Die Wahrheit traf sie wie ein Guß eiskaltes Wasser. Da war niemand. Die, die wußten wer sie war, gingen ihr aus dem Weg und die, die sie zu ihren Freunden zählte, konnten ihr nicht helfen.
Sie steckte fest. Sie sah sich an Ravens Arm vor dem Traualtar stehen und schüttelte den Kopf. Er würde die Firma übernehmen, sie würde nur ihren Namen geben und dafür sorgen, dass sie weiterhin in der Hand ihrer Familie blieb. Ansonsten würde sie zu Hause sitzen, Wohltätigkeitsveranstaltungen organisieren, Teegesellschaften geben und irgendwann würde sie enden wie ihre Mutter.
Verzweifelt, hoffnungslos, klein und unbedeutend.
„Nein,“ sagte sie laut in die Stille ihres Zimmers hinein „damit muß Schluß sein.“
Sie stand auf, zog eine rote Sporttasche aus ihrem Schrank hervor und begann wahllos einige Kleidungsstücke hinein zu werfen.
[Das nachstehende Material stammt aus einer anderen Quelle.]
PR #485, opened 2024-05-31
ci: add workflows for PR reviews slack notifications

fvictorio:
These workflows will notify us on Slack when a PR review is requested or submitted. They use the jobs defined here: https://github.com/NomicFoundation/github-actions-workflows/tree/main/.github/workflows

Obenauf packte sie einige persönliche Dinge ... ein Bild ihrer Mutter, ihr Tagebuch, Discmann, ein paar CDs, Toilettenartikel und oben auf ihren alten, abgenutzten Teddy, den ihre Großmutter ihr geschenkt hatte, als sie noch ganz klein war.
Ein letztes Mal sah sie sich in ihrem Zimmer um, stellte fest, dass sie nichts vermissen würde und öffnete leise die Tür.
Zum zweiten Mal heute floh sie aus diesem kalten Haus, aber diesmal würde sie nicht zurück kommen.
Flüchtig schoß ihr der Gedanke an ihre Mutter durch den Kopf. Konnte sie sie wirklich mit ihrem Vater alleine lassen?
Hatte sie eine andere Wahl?
Der Kies knirschte leise, als sie mit schnellen Schritten die Auffahrt hinunter lief und gleich darauf verschmolz sie mit den Schatten der Straße.